Recycle the mail, don’t read it, don’t read anything
except what destroys
the insulation between yourself and your experience
or what pulls down or what strikes at or what shatters
this ruse you call necessity.

I particularly love the final line about shattering “this ruse you call necessity.”

I’m trying to experience more freedom around that, particularly when it comes to doomed tasks like settling psychological accounts or “finally setting the record straight.”

One exercise that can help with this is writing the letter you want to receive from someone else, the one that contains the sincere apology you crave or the taking of some tiny share of responsibility for a messy past.

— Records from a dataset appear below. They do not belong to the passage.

PR #3042, opened 2023-08-17
`visionOS`: changed CI job to Release

NachoSoto:
The `build_tv_watch_mac` job already builds on Release mode (`Carthage`'s default).
This would have also helped detect the issue fixed by #3034.

I've also changed the API tester jobs to compile on release, though those aren't ran by CI.

### DIFF
--- a/fastlane/Fastfile
+++ b/fastlane/Fastfile
@@ -203,6 +203,7 @@ platform :ios do
       workspace: 'RevenueCat.xcworkspace',
       scheme: 'RevenueCat',
       destination: 'generic/platform=visionOS',
+      configuration: 'release',
       xcargs: "CODE_SIGN_IDENTITY='' CODE_SIGNING_REQUIRED=NO"
     )
   end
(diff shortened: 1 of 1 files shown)


fastlane/Fastfile
```diff
@@ -237,7 +238,8 @@ platform :ios do
     xcodebuild(
       workspace: 'RevenueCat.xcworkspace',
       scheme: 'SwiftAPITester',
-      destination: 'generic/platform=iOS Simulator'
+      destination: 'generic/platform=iOS Simulator',
+      configuration: 'release',
```
tonidero, line 242: I wonder if we should build the api tests in both debug and release, in case we have any debug-only apis... I agree release is more important though, so this makes sense.

tonidero (approved):

fastlane/Fastfile
NachoSoto: We compile API testers in debug when running tests.

PR #3045, opened 2023-08-17
`StoreKit 2`: added warning to paywall constructors

NachoSoto:
This became a requirement with #3032.

### DIFF
--- a/Sources/Support/PaywallExtensions.swift
+++ b/Sources/Support/PaywallExtensions.swift
@@ -24,7 +24,10 @@ extension StoreView {
     /// Creates a view to load a collection of products from the App Store, and merchandise them using an
     /// icon and custom placeholder icon.
     /// When the user purchases products through this paywall, the `RevenueCat` SDK will handle
-    /// the result automatically. All you need to do is to dismiss the paywall
+    /// the result automatically. All you need to do is to dismiss the paywall.
+    ///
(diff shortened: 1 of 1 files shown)


Sources/Support/PaywallExtensions.swift
```diff
@@ -48,7 +51,10 @@ extension StoreView where Icon == EmptyView, PlaceholderIcon == EmptyView {
 
     /// Creates a view to load a collection of products from the App Store, and merchandise them.
     /// When the user purchases products through this paywall, the `RevenueCat` SDK will handle
-    /// the result automatically. All you need to do is to dismiss the paywall
+    /// the result automatically. All you need to do is to dismiss the paywall.
+    ///
+    /// - Warning: In order to use StoreKit paywalls you must configure the `RevenueCat` SDK
```
tonidero, line 56: I haven't been tracking the Paywall changes, but would it make sense to log an error if a user tries to display the paywall using SK1? I was also thinking of actually erroring out, but not sure how that would work, so a log might be enough.

tonidero (approved):

Sources/Support/PaywallExtensions.swift
NachoSoto: That's done already :) https://github.com/RevenueCat/purchases-ios/blob/4.25.6/Sources/Support/PaywallExtensions.swift#L112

I’ve done that once before and it was actually surprisingly and deeply satisfying.

I contemplated writing another one recently, only to find myself horrified and amused by something the FBI’s chief profiler of serial killerssaid to Anderson Cooper on CNN.

Apparently, without fail, every perpetrator she’d ever interviewed always had “a favorite victim.”

Perhaps if I do write another such letter to myself, that would be the perfect way to address it––“Dear Favorite Victim”––both affectionately and ironically self-aware, simultaneously exposing and releasing one’s own self-entanglement in ancient drama.

In a way, it’s calling your own bluff.

Of course, the next time I see him, I will be delighted to admire Jesse’s dinosaur’s pendant and/or Spiderman costume once again.

It’s extraordinarily easy to allow a six year-old their fantasies.

(Plus it would be wildly unnecessary and insanely cruel to do otherwise.)

At the same time, I’d like to become much better at granting those with a few more decades of experience the same grace regarding their delusions and inaccurate accountings.

Why not let them carve their fantasies into the marble walls of Facebook?

If they want to believe plastic still fresh from the factory is actually pre-historic, so be it.

It’s essential to allow others their misconceptions and their follies.

In a way, the past is a fossil of a different kind, and unlike my dinosaur research website, I cannot vouch for its absolute authenticity.

That’s why my favorite Polish proverb has always been “Nie mój cyrk, nie moje małpy.”

(If your slavic languages are rusty it translates to “Not my circus, not my monkeys.”)

For me, fully embracing that would be a giant step towards Absolute Freedom indeed.